“Everything that relates to intimacy in France is still the subject of a huge blockage, it’s a real problem”, underlines Jean Viard

Ten years ago, to the day, on April 23, 2013, the French parliament adopted the law on marriage for all. Law which has since allowed some 70,000 couples to say yes. The decryption of sociologist Jean Viard.

franceinfo has been telling you about it since the beginning of this weekend, 10 years ago, to the day, on April 23, 2013, the French parliament passed the law on same-sex marriage law. A law promulgated on May 17, 2013. France, when it comes to these intimate subjects, is often struggling on these social issues. Insight and analysis with sociologist Jean Viard.

franceinfo: Has marriage for all been a major change for our society?

John Viard: First in France, it was a huge conflict, whereas around us, for example in Belgium, it went quite like a letter in the post. So that means that France, when it comes to evolving, still has immense difficulties. It may apply to other subjects. We are in a period where the intimate becomes at the center of the social fact: private life, sexual orientations, but this is also true for the debate on #metoo, etc. Previous generations were much more politically inclined, revolution, capital/labour, Marxism, etc.

We are in an intimate sphere and in an intimate era, it becomes the heart of public debate. I think it’s a liberation of the individual, it shows that we are more and more autonomous individuals, not belonging to our families. We are not primarily a lineage. We are first of all an actor in a society, which has multiplied its meetings, its loves, etc. All that is a society built around the individual, with suddenly the growing intimacy, which sometimes even invades the political sphere, to the point that we can no longer really talk about politics with the fact that France, indeed, has difficulty on all these subjects. Look at the debate on the end of life in France, everything related to intimacy in France, is still the subject of a huge blockage, and I believe that it is a real problem.

Afterwards, a second question is that we always confuse sexual orientation and perversion. And so indeed, we hear homosexuality, pedophilia, etc. homophobic discourse, as if the freedom of sexual orientation necessarily referred to this question. Which brings us back to the question of the child, because one of the great debates on marriage for all was indeed yes, okay, but after, children, after, adoptions, after surrogacy, etc. As if indeed there was a particular problem, which history does not show, because there have always been couples, especially women, but not only, who actually had children in one way or another. ‘another one. I believe that on all these levels, the more we move towards an intimate society, the more medicine enters into these processes. It is a transformation.

Afterwards, I think it should always be said that what counts is that the adventure of having a child is an absolutely brilliant adventure, and that therefore, basically, that is what is fighting , and that indeed, the way in which the child was conceived does not have a major stake. I put aside the question of management for others, surrogacy, which is actually a problem of using the body of the other, it refers to something else. It would be a debate already, I think completely different.

François Hollande was right about marriage for all.
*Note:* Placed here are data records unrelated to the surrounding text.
PR #1338, opened 2024-08-14
Deep Fusion Modules

pbontrager:
#### Context
- [x] add a new feature
- [ ] fix a bug
- [ ] other (please add here)

This implements modules from the Fusion Models RFC #1283 necessary for building Deep Fusion Models.

#### Changelog
This introduces the model_fusion folder in modules and the following moduels
- fusion_models.DeepFusionModel
- fusion_layer.FusionLayer
- fusion_embed.FusionEmbedding
- fusion_utils.regsiter_fusion_module

Along with these modules there is an __init__.py, a new section in the modules api docs, and a unit test for each module/function added. No existing code was edited.

#### Test plan

#### UX


torchtune/modules/model_fusion/fusion_embed.py
```diff
@@ -0,0 +1,74 @@
...
+# LICENSE file in the root directory of this source tree.
+
+from typing import List
+
+import torch
+from torch import nn, Tensor
+
+
+class FusionEmbedding(nn.Module):
+    """Fusion embedding supports training additional special tokens while keeping
```
RdoubleA, line 14: could you give an example of additional special tokens? and also an example of how a user might use this layer in their own model?

torchtune/modules/model_fusion/fusion_embed.py
```diff
@@ -0,0 +1,74 @@
...
+    the original embedding frozen. When fusing new models with a langauge model,
```
RdoubleA, line 15:
```suggestion
    the original embedding frozen. When fusing new models with a language model,
```

torchtune/modules/model_fusion/fusion_embed.py
```diff
@@ -0,0 +1,74 @@
...
+    there may be some additional tokens needed to support the fused langauge model.
```
RdoubleA, line 16:
```suggestion
    there may be some additional tokens needed to support the fused language model.
```

torchtune/modules/model_fusion/fusion_embed.py
```diff
@@ -0,0 +1,74 @@
...
+    The FusionEmbedding keeps the original embeddings frozen while learning a much smaller
+    second embedding for the additional tokens. During forward this module routes
+    the tokens to the appropriate embedding table.
+
+    Args:
+        vocab_size (int): language model vocab size
+        additional_tokens (int): additional tokens for the fused model
```
RdoubleA, line 23: nit: would prefer `num_fusion_tokens` or `additional_vocab_size` or `fusion_vocab_size`

torchtune/modules/model_fusion/fusion_embed.py
```diff
@@ -0,0 +1,74 @@
...
+            input (Tensor): input integer tensor with shape
+                [batch_size x seq_length]
+
+        Returns:
+            Tensor: output tensor embedding with shape
+                [batch_size x seq_length x embed_dim]`
+
+        """
+        bs, seq_len = input.size()
+        vocab_size = self.embedding.num_embeddings
```
RdoubleA, line 61: nit: could just save vocab_size as attribute directly in init?

torchtune/modules/model_fusion/fusion_embed.py
```diff
@@ -0,0 +1,74 @@
...
+
+        mask = input < vocab_size
+        tokens = torch.masked_select(input, mask)
+        additional_tokens = torch.masked_select(input, ~mask) - vocab_size
+
+        embeds = self.embedding(tokens)
```
RdoubleA, line 67: could you add comments indicating shapes here?

torchtune/modules/model_fusion/fusion_layer.py
```diff
@@ -0,0 +1,123 @@
...
+from torch import nn, Tensor
+
+
+class FusionLayer(nn.Module):
+    """Fusion layer as introduced in `Flamingo: a Visual Language Model for Few-Shot Learning <https://arxiv.org/abs/2204.14198>`_.
+
+    Deep Fusion model architectures combine pretrained encoder models with pretrained
+    language models by infusing the encoder outputs into the middle layers of the LLM.
+    This allows the language model to interpret the enocder outputs as text and
+    "understand" any modality where you can train an encoder. To enable the language model
```
RdoubleA, line 19: nit:
```suggestion
    "understand" any modality on which you can train an encoder. To enable the language model
```

torchtune/modules/model_fusion/fusion_layer.py
```diff
@@ -0,0 +1,123 @@
...
+    to adapt to the encoder outputs, the FusionLayer fuses a new learnable layer to an existing
+    decoder (language model) layer. This additional layer can take the encoder embeddings and
+    learn to combine them with the token embeddings from the decoder. The module supports fusing
+    the new layer before or after the original, in Flamingo the new layer is fused to the input.
```
RdoubleA, line 23: flamingo is fused before or after?
```suggestion
    the new layer before or after the original; in Flamingo the new layer is fused before the original.
```

torchtune/modules/model_fusion/fusion_layer.py
```diff
@@ -0,0 +1,123 @@
...
+
+    The original layer is wrapped in FusionLayer such that it maintains it's original state_dict
```
RdoubleA, line 25: tsk tsk
```suggestion
    The original layer is wrapped in FusionLayer such that it maintains its original state_dict
```

torchtune/modules/model_fusion/fusion_layer.py
```diff
@@ -0,0 +1,123 @@
...
+    key and the pre-trained checkpoint isn't broken. The new layer parameters are available
+    through fusion_params to separately control if they're trainable or not.
```
RdoubleA, line 27:
```suggestion
    through ``fusion_params`` to separately control if they're trainable or not.
```

torchtune/modules/model_fusion/fusion_layer.py
```diff
@@ -0,0 +1,123 @@
...
+                [batch_size x seq_length x embed_dim]
+            **kwargs (Dict): all additional layer args
+
+        Returns:
+            Tensor: output tensor with same shape as input
+                [batch_size x seq_length x embed_dim]`
+
+        """
+        if self.fusion_first:
+            x = self.fusion_layer(x, **kwargs)
```
RdoubleA, line 118: should the kwargs be shared across both the original layer and the fusion layer? can they be different types of nn.Modules?

torchtune/modules/model_fusion/fusion_models.py
```diff
@@ -0,0 +1,114 @@
...
+
+import torch
+from torch import nn, Tensor
+from torchtune.modules import TransformerDecoder
+
+
+class DeepFusionModel(nn.Module):
+    """DeepFusion is a type of fused model architecture where a pretrained encoder is combined
+    with a pretrained decoder (LLM). This is a popular architecture for multimodal models, with
+    a full overview availble in `The Evolution of Multimodal Model Architectures <https://arxiv.org/abs/2405.17927>`_.
```
RdoubleA, line 17:
```suggestion
    a full overview available in `The Evolution of Multimodal Model Architectures <https://arxiv.org/abs/2405.17927>`_.
```

torchtune/modules/model_fusion/fusion_models.py
```diff
@@ -0,0 +1,114 @@
...
+
+    This module has the same methods and forward signature as TransformerDecoder and can be used
```
RdoubleA, line 19:
```suggestion
    This module has the same methods and forward signature as :class:`~torchtune.modules.TransformerDecoder` and can be used
```

torchtune/modules/model_fusion/fusion_models.py
```diff
@@ -0,0 +1,114 @@
...
+    interchangeably where TransformerDecoder is. It combines the encoder with the decoder as a
```
RdoubleA, line 20: same comment

torchtune/modules/model_fusion/fusion_models.py
```diff
@@ -0,0 +1,114 @@
...
+        # in the decoder cache.
+        encoder_embed = None
+        if encoder_input is not None:
+            encoder_embed = self.encoder(**encoder_input)
+
+        # input_pos specifies the sequence position of the provided tokens
+        # we slice the encoder_mask to only include those same positions
+        if input_pos is not None and encoder_mask is not None:
+            encoder_mask = encoder_mask[:, input_pos]
+        output = self.decoder(tokens, mask, encoder_embed, encoder_mask, input_pos)
```
RdoubleA, line 113: nit: use keyword arguments explicitly here

torchtune/modules/model_fusion/fusion_utils.py
```diff
@@ -0,0 +1,26 @@
...
+# This source code is licensed under the BSD-style license found in the
+# LICENSE file in the root directory of this source tree.
+
+import functools
+from typing import List
+
+from torch import nn
+
+
+def register_fusion_module(module: nn.Module):
```
RdoubleA, line 13: an example here would be helpful, especially to understand how this is used in combination with the other fusion classes

RdoubleA (commented):
very clean overall. excited to see this come together with the model builders.

tests/torchtune/modules/model_fusion/test_fusion_embed.py
```diff
@@ -0,0 +1,75 @@
...
+    @torch.no_grad()
+    def test_forward(self, embed, vocab_size, additional_tokens, dim):
+        """
+        Test that the forward pass of the FusionEmbedding works as expected.
+        """
+        tokens = torch.randint(0, vocab_size + additional_tokens, (2, 10))
+        out = embed(tokens)
+
+        assert out.shape == (2, 10, dim)
+        assert_expected(out.mean(), torch.tensor(0.3409), atol=1e-3, rtol=1e-3)
```
kartikayk, line 55: noob question: where's this value coming from?

tests/torchtune/modules/model_fusion/test_fusion_layer.py
```diff
@@ -0,0 +1,121 @@
...
+        """
+        fused_layer = FusionLayer(layer, fusion_layer, fusion_first=False)
+
+        x = torch.rand((1, dim))
+        out = fused_layer(x)
+
+        assert out.shape == (1, dim)
+        assert_expected(out.mean(), torch.tensor(-0.0816), atol=1e-3, rtol=1e-3)
+
+    def test_get_and_load_state_dict(self, fused_layer):
```
kartikayk, line 86: nice!

torchtune/modules/model_fusion/fusion_embed.py
pbontrager: Each embedding keeps its own size already, it feels redundant for us to as well. Though I should probably add the property "num_embeddings" so this could be used like an embedding.

torchtune/modules/model_fusion/fusion_embed.py
```diff
@@ -0,0 +1,74 @@
...
+            Tensor: output tensor embedding with shape
+                [batch_size x seq_length x embed_dim]`
+
+        """
+        bs, seq_len = input.size()
+        vocab_size = self.embedding.num_embeddings
+
+        mask = input < vocab_size
+        tokens = torch.masked_select(input, mask)
+        additional_tokens = torch.masked_select(input, ~mask) - vocab_size
```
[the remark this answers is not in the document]
pbontrager: I didn't think of this situation. The main reason to use this module is because you need to add extra tokens that the decoder training didn't account for because it wasn't trained to be fused with another model. I think if you had extra "capacity" in your original embedding table you could use those but you'd have to unfreeze and update it. What would generalizing this look like, defining a range of integers where the fusion embedding is used?

I feel it'd be easier to explain this consideration in the docstring instead of trying to generalize for that case for now, and update this module if needed.

torchtune/modules/model_fusion/fusion_layer.py
pbontrager: This is a layer meant to be used in TransformerDecoder. So it would be expected to follow the same input/output. I'd be in favor of creating a TransformerLayer protocol though. @ebsmothers

torchtune/modules/model_fusion/__init__.py
```diff
@@ -0,0 +1,17 @@
+# Copyright (c) Meta Platforms, Inc. and affiliates.
+# All rights reserved.
+#
+# This source code is licensed under the BSD-style license found in the
+# LICENSE file in the root directory of this source tree.
+
+from .fusion_embed import FusionEmbedding
```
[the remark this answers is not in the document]
pbontrager: I was following the peft folder's lead here but I could update the files.

torchtune/modules/model_fusion/fusion_embed.py
```diff
@@ -0,0 +1,74 @@
...
+
+        embeds = self.embedding(tokens)
+        additional_embeds = self.fusion_embedding(additional_tokens)
+
+        out = self._fused_embed(bs, seq_len)
+        mask = mask.unsqueeze(-1).expand(bs, seq_len, self.dim)
+        out.masked_scatter_(mask, embeds)
```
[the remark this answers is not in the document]
pbontrager: I have "out" which shape [b x s x d]. I also have embeds and additional_embeds who's combined sequence length equals the full sequence length. Masked scatter updates "out" wherever mask is true.

torchtune/modules/model_fusion/fusion_models.py
```diff
@@ -0,0 +1,114 @@
...
+    a full overview availble in `The Evolution of Multimodal Model Architectures <https://arxiv.org/abs/2405.17927>`_.
+
+    This module has the same methods and forward signature as TransformerDecoder and can be used
+    interchangeably where TransformerDecoder is. It combines the encoder with the decoder as a
+    single module for checkpointing and finetuning. It is expected that the encoder and decoder
+    are already defined with any extra learnable "fusion_params"; learnable parameters to help
+    adapt the pre-trained encoder to the pre-trained decoder.
+
+    Example::
+        >>> model = DeepFusionModel(LLama3(), CLIP())
```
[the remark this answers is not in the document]
pbontrager: It's just meant to be a stand in for any decoder language model. I could use LLM() instead.

tests/torchtune/modules/model_fusion/test_fusion_embed.py
pbontrager: This is just grabbed from the first run. There's nothing specific that needs to be parity checked here, I just want to make sure that this value never changes in the future.

docs/source/api_ref_modules.rst
```diff
@@ -65,6 +65,20 @@ PEFT Components
...
+Components for building models that are a fusion of two+ pre-trained models
+
+.. autosummary::
+    :toctree: generated/
+    :nosignatures:
+
+    model_fusion.DeepFusionModel
+    model_fusion.FusionLayer
+    model_fusion.FusionEmbedding
+    model_fusion.regsiter_fusion_module
```
joecummings, line 79: typo police

joecummings (commented):
Why do all these need to be in separate files? We don't separate out these in the LLM world and I think Soumith said at one point (and I agree) that too many redirects can be fatiguing to understanding what the code is actually doing.

torchtune/modules/model_fusion/fusion_models.py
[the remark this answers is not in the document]
kartikayk: maybe just use one of our builder functios so this isn't confusing?

kartikayk (approved):
Stamping this since it overall looks good, but please address all of the outstanding comments!

kartikayk:
@joecummings my guess is that each of these files are going to include many more classes, especially as we add support for early fusion models (extrapolating from the RFC). If this is true, it might make sense to keep these lightweight

torchtune/modules/model_fusion/fusion_embed.py
```diff
@@ -0,0 +1,74 @@
...
+        Returns:
+            Tensor: output tensor embedding with shape
+                [batch_size x seq_length x embed_dim]`
+
+        """
+        bs, seq_len = input.size()
+        vocab_size = self.embedding.num_embeddings
+
+        mask = input < vocab_size
+        tokens = torch.masked_select(input, mask)
```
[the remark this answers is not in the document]
pbontrager: Add the shape comment. And yes it's [bs x num_token] where num_tokens = (input < vocab_size).sum()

This is what Gérald Darmanin said on France Info two days ago, he was opposed precisely in 2013 to the Taubira law. And there was all this opposition in the street that we heard. In 10 years, have these debates calmed down, has a common reality gradually settled in?

Yes, I think so, on the one hand, because we realized that I was going to say: it was not so serious. And on the other hand, because we are all evolving: the number of religious practices is decreasing, we are in the process of leaving all the traditional frameworks of our societies; in 10 years, we have all changed a lot. There may also be political opportunities for some, but fundamentally, I do not believe. It also shows us one thing, and that is that France is a country that is finding it extremely difficult to reform itself. And when you do a reform, there is often a huge fight. And then afterwards you say to yourself: but after all, it was not so serious.

And when we look over 10 years, the number of marriages of same-sex couples is generally stable, around 7000 per year. That of heterosexual couples has been steadily declining overall, even since the 1970s?

What must be said is that the couples have completely changed. 63% of babies are born out of wedlock. The straight couple is no longer the couple of our grandparents. One out of two marriages breaks down in Ile de France before five years. The wedding has become a party. It’s no longer a lifelong commitment to co-managing groceries or family. And so there, we have a relationship between the birth rate, the couple, etc. which is built on the individual, which is no longer built on marriage. And so, in a way, from that moment on, the issue of marriage completely changed since the issue of marriage was procreation.

Procreation has escaped from marriage, so to speak, and so marriage, basically, has become a desire to show off in society, to have rights too, inheritance rights, account rights. common, heaps of rights that are linked to that. And I draw the attention of people who listen to us and read us on an important thing: there is only the marriage which allows the reversion of pensions. In this period of debate on pensions, we must remember this every day.